_EXERCISE_
From the records, pick out and copy each line containing "here".

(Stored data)
PR #182, opened 2024-02-21
[PostgreSQL] Don't escape money.

Tang8330:
Money doesn't need to be escaped, compared our generated message against Debezium and looks correct.

### DIFF
--- a/lib/postgres/cast.go
+++ b/lib/postgres/cast.go
@@ -14,7 +14,7 @@ func castColumn(col schema.Column) string {
 	switch col.Type {
 	case schema.InvalidDataType:
 		return colName
-	case schema.Money, schema.TextThatRequiresEscaping:
+	case schema.TextThatRequiresEscaping:
 		return fmt.Sprintf("%s::text", colName)
 	case schema.Time, schema.Interval:
 		// We want to extract(epoch from interval) will emit this in ms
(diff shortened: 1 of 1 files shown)


lib/postgres/cast.go
```diff
@@ -30,8 +30,11 @@ func castColumn(col schema.Column) string {
 		return fmt.Sprintf(`cast(extract(epoch from %s)*%d as bigint) as "%s"`, colName, multiplier, col.Name)
 	case schema.Array:
 		return fmt.Sprintf(`ARRAY_TO_JSON(%s)::TEXT as "%s"`, colName, col.Name)
-	case schema.Int16, schema.Int32, schema.Int64, schema.UUID, schema.UserDefinedText,
-		schema.VariableNumeric, schema.Numeric, schema.Text, schema.Boolean, schema.Date, schema.Timestamp, schema.HStore, schema.JSON, schema.Bit:
+	case schema.Int16, schema.Int32, schema.Int64, schema.UUID,
```
Tang8330, line 33: Just added Money, and then organized the data types a bit based on types similarity

lib/postgres/scan_test.go
```diff
@@ -100,9 +100,9 @@ func TestScanTableQuery(t *testing.T) {
 			{Name: "c", Type: schema.Int64},
 			{Name: "e", Type: schema.Text},
 			{Name: "f", Type: schema.Int64},
-			{Name: "g", Type: schema.Money}, // money will be cast
+			{Name: "g", Type: schema.Money},
```
nathan-artie, line 103: The intention for having `schema.Money` here was to make sure we were calling cast, how about swapping `schema.Money` for `schema.TextThatRequiresEscaping`?

Tang8330: SGTM

PR #185, opened 2024-02-22
[postgres] Reorder scanner methods

nathan-artie:
Also added a test.


lib/postgres/scan.go
```diff
@@ -52,119 +52,27 @@ func (t *Table) NewScanner(db *sql.DB, batchSize uint, errorRetries int) (scanne
 	}, nil
 }
 
-type scanTableQueryArgs struct {
```
nathan-artie, line 55: No changes to this except moving things around.

PR #191, opened 2024-02-23
[rdbms] Change primary_key `Upsert` to `UpdateStartingValue`

nathan-artie:
Now that we're initializing the `Keys` struct with all the keys we don't have to ever add new keys, and we never modify the ending value so no need to pass it in.

### DIFF
--- a/lib/rdbms/primary_key/primary_keys.go
+++ b/lib/rdbms/primary_key/primary_keys.go
@@ -66,7 +66,7 @@ func (k *Keys) Clone() *Keys {
 func (k *Keys) UpdateStartingValue(keyName string, startingVal any) error {
 	idx := slices.IndexFunc(k.keys, func(x Key) bool { return x.Name == keyName })
 	if idx < 0 {
-		return fmt.Errorf("could not find key named %s", keyName)
+		return fmt.Errorf("no key named %s", keyName)
 	}
 
 	k.keys[idx].StartingValue = startingVal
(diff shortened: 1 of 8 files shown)


lib/rdbms/primary_key/primary_keys_test.go
```diff
@@ -12,69 +11,14 @@ func TestNewKeys(t *testing.T) {
...
-		keys.Upsert("foo", ptr.ToString("new starting value"), nil)
+		keys.UpdateStartingValue("foo", "new starting value")
 		assert.Equal(t, "foo", keys.keys[0].Name)
 		assert.Equal(t, "new starting value", keys.keys[0].StartingValue)
 		assert.Equal(t, "foo", keysArray[0].Name)
 		assert.Equal(t, 20, keysArray[0].StartingValue)
 	}
 }
 
-func TestPrimaryKeys_Length(t *testing.T) {
```
nathan-artie, line 23: `Length` wasn't being used.

lib/rdbms/primary_key/primary_keys.go
```diff
@@ -65,49 +59,18 @@ func (k *Keys) LoadValues(startingValues, endingValues []string) error {
 	return nil
 }
 
-func (k *Keys) Length() int {
```
nathan-artie, line 68: `Length` wasn't being used.

lib/rdbms/primary_key/primary_keys.go
```diff
@@ -7,19 +7,13 @@ import (
 )
 
 type Keys struct {
-	keys   []Key
-	keyMap map[string]bool
```
nathan-artie, line 11: Killed `keyMap`.

Tang8330 (approved):

PR #194, opened 2024-02-23
[mysql] Implement full MySQL driver type handling

nathan-artie:


lib/mysql/scanner/scanner.go
```diff
@@ -130,26 +132,3 @@ func (s *scanner) scan() ([]map[string]any, error) {
 
 	return rowsData, nil
 }
-
-func convertValue(colType schema.DataType, value any) (any, error) {
```
nathan-artie, line 134: Moved to https://github.com/artie-labs/reader/pull/194/files#diff-37b2e567eca56b9eda33fe49fbf65c9eff3ac2777826b3b78d22b23e0517c772R6

lib/mysql/schema/schema.go
```diff
@@ -22,7 +22,6 @@ const (
 	BigInt
 	// Fixed-Point Types (Exact Value)
 	Decimal
-	Numeric
```
nathan-artie, line 25: Columns defined as `NUMERIC` come back as `DECIMAL` in the schema so we don't need to support both. https://dev.mysql.com/doc/refman/8.0/en/fixed-point-types.html

lib/mysql/schema/schema.go
```diff
@@ -270,7 +267,8 @@ func getPrimaryKeyValues(db *sql.DB, table string, primaryKeys []Column, descend
 	if err := stmt.QueryRow().Scan(resultPtrs...); err != nil {
 		return nil, err
 	}
-	return result, nil
+
+	return ConvertValues(result, primaryKeys)
```
nathan-artie, line 271: Note added this so that we parse primary key values with the same logic we use for row values.

lib/mysql/table.go
```diff
@@ -70,13 +70,10 @@ func (t *Table) findStartAndEndPrimaryKeys(db *sql.DB) error {
 
 	t.PrimaryKeys = make([]primary_key.Key, len(primaryKeysBounds))
 	for idx, bounds := range primaryKeysBounds {
-		col := keyColumns[idx]
```
nathan-artie, line 73: Now that `primary_key.Keys` handles non-strings the min and max can stay as their native type.

lib/mysql/schema/schema.go
```diff
@@ -185,6 +180,8 @@ func parseColumnDataType(s string) (DataType, *Opts, error) {
 		return Enum, nil, nil
 	case "set":
 		return Set, nil, nil
+	case "json":
```
nathan-artie, line 183: MySQL has JSON now https://dev.mysql.com/doc/refman/8.0/en/json.html

lib/mysql/schema/convert.go
```diff
@@ -0,0 +1,103 @@
...
+			return nil, fmt.Errorf("expected []byte got %T for value: %v", value, value)
+		}
+		if len(castValue) == 0 {
+			return nil, fmt.Errorf("bit value is zero bytes: %v", value)
+		}
+		if castValue[0] == 0 {
+			return false, nil
+		} else if castValue[0] == 1 {
+			return true, nil
+		} else {
```
Tang8330, line 25: What if the length is greater than 1?

Tang8330 (approved):
🔥 🔥 🔥

PR #1288, opened 2017-07-24
security: enabled ipc on freebsd

johalun:


SirCmpwn:
Command security *should* work fine on FreeBSD, best to leave that alone.

SirCmpwn:
Thanks!

PR #1294, opened 2017-07-31
Allow swaylock indicator size to be configurable

4e554c4c:


swaylock/main.c
```diff
@@ -383,6 +386,8 @@ int main(int argc, char **argv) {
 		{"separatorcolor", required_argument, NULL, 0},
 		{"keyhlcolor", required_argument, NULL, 0},
 		{"bshlcolor", required_argument, NULL, 0},
+		{"indicator_radius", required_argument, NULL, 0},
+		{"indicator_thickness", required_argument, NULL, 0},
```
SirCmpwn: Use dash-case here.

SirCmpwn:
tyvm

_RESPONSE_
nathan-artie, line 103: The intention for having `schema.Money` here was to make sure we were calling cast, how about swapping `schema.Money` for `schema.TextThatRequiresEscaping`?
SirCmpwn: Use dash-case here.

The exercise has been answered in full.